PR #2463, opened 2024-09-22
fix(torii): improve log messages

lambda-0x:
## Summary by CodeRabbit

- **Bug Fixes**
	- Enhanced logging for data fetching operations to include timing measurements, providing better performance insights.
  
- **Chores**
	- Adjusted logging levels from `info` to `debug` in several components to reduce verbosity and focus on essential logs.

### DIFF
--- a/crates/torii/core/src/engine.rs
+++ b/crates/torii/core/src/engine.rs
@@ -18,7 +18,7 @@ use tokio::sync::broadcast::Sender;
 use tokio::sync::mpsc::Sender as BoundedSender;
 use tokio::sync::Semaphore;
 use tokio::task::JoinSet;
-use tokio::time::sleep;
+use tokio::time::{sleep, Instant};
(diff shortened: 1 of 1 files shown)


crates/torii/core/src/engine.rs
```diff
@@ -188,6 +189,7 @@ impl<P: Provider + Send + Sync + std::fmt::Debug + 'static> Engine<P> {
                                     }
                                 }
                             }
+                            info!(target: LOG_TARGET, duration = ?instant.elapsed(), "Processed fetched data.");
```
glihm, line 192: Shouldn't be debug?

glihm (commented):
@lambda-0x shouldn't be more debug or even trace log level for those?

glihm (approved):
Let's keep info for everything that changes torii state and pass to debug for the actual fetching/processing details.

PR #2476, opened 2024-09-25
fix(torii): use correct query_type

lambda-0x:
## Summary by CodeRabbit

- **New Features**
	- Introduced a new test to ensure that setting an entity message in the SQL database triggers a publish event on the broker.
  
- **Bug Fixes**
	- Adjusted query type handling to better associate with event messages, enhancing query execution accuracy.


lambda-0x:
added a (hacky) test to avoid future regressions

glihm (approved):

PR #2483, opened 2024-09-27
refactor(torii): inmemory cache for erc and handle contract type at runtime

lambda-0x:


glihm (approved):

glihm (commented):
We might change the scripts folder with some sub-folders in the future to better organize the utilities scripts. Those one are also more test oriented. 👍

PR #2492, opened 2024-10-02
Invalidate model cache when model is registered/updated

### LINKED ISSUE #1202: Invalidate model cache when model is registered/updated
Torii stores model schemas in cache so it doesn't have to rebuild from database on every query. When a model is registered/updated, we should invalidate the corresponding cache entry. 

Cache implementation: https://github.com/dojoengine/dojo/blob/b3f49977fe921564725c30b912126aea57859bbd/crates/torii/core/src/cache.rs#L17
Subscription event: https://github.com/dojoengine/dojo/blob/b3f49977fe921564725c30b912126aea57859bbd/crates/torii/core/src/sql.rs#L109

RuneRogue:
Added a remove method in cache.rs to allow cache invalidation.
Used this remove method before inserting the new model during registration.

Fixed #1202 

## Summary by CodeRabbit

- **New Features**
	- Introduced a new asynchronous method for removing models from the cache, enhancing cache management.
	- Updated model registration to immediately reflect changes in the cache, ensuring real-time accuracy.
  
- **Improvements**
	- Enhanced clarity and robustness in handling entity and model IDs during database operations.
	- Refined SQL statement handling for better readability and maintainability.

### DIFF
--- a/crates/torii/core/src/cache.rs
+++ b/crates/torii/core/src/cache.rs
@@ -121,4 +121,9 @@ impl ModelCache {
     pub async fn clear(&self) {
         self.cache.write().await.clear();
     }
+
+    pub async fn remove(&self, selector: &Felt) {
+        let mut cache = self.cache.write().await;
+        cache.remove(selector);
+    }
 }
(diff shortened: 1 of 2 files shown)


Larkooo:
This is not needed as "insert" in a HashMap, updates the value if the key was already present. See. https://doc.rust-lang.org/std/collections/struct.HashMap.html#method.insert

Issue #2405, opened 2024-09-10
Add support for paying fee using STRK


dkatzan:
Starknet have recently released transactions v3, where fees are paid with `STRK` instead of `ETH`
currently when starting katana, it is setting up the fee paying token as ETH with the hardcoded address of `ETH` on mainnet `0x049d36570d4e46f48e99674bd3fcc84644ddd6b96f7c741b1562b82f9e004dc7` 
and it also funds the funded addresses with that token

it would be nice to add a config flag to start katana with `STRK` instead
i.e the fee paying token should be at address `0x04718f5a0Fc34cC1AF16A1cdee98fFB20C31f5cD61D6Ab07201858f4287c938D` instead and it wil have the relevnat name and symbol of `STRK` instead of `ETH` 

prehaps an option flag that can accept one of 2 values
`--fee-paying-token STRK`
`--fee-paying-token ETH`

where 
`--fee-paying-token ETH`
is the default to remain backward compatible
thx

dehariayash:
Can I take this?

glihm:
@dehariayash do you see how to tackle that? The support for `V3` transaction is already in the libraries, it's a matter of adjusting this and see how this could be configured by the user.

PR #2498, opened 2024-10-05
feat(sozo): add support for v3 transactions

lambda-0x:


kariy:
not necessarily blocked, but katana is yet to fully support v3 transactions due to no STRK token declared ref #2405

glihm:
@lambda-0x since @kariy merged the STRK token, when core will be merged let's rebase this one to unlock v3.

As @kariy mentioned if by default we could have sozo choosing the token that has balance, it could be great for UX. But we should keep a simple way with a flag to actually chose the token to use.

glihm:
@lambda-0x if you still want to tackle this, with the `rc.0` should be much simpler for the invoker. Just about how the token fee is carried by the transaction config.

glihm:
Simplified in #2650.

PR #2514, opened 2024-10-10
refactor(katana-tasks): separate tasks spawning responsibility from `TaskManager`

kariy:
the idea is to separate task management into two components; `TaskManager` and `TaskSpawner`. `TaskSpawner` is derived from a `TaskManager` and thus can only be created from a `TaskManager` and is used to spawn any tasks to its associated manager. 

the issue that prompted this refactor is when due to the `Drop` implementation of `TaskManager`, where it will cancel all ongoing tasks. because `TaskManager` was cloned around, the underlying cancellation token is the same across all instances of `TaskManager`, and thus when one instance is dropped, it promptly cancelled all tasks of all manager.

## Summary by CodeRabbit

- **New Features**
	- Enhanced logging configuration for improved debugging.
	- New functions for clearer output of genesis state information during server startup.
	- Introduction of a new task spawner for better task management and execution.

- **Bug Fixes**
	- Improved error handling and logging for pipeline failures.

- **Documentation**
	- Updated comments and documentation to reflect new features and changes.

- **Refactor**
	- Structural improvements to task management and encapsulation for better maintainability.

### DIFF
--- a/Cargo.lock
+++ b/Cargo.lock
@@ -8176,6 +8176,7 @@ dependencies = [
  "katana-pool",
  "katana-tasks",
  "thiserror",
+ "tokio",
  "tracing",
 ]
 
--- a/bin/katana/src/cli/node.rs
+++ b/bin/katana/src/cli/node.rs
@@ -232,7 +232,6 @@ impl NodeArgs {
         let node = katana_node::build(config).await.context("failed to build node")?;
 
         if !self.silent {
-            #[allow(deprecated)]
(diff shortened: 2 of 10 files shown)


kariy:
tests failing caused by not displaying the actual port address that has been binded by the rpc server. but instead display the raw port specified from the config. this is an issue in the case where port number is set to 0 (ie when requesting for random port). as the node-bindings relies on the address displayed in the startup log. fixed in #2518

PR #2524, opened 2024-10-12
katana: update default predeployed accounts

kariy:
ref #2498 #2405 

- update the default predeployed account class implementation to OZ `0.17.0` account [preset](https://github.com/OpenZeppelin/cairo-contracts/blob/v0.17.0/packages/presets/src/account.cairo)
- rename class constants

▶ _EXERCISE BRIEF_: Above are the records. Copy the lines beginning at the one that has "refactor(torii): inmemory cache" and ending with the one that has "Torii stores model", unchanged.

▶ _RESPONSE BOX_:
refactor(torii): inmemory cache for erc and handle contract type at runtime

lambda-0x:


glihm (approved):

glihm (commented):
We might change the scripts folder with some sub-folders in the future to better organize the utilities scripts. Those one are also more test oriented. 👍

PR #2492, opened 2024-10-02
Invalidate model cache when model is registered/updated

### LINKED ISSUE #1202: Invalidate model cache when model is registered/updated
Torii stores model schemas in cache so it doesn't have to rebuild from database on every query. When a model is registered/updated, we should invalidate the corresponding cache entry. 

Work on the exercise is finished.